▶ **Extracted data**:

━━━━━━━━━━━━━━━━━━━━

PR #1225, opened 2019-07-05
Patch cert manager

vincentdeity:
Updated documentation for cert-manager.md to actually apply the ingress after updating ingress.


davecheney:
@@vincentdeity ping, i'm sorry to nag but we can't take your change without DCO signoff.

━━━━━━━━━━━━━━━━━━━━

▶ **Problem description**: All lines from the one containing "Patch cert manager" through the last line of the data, both included, are to be retyped exactly, and no other line belongs in the answer.

▶ **Final answer**:
Patch cert manager

vincentdeity:
Updated documentation for cert-manager.md to actually apply the ingress after updating ingress.


davecheney:
@@vincentdeity ping, i'm sorry to nag but we can't take your change without DCO signoff.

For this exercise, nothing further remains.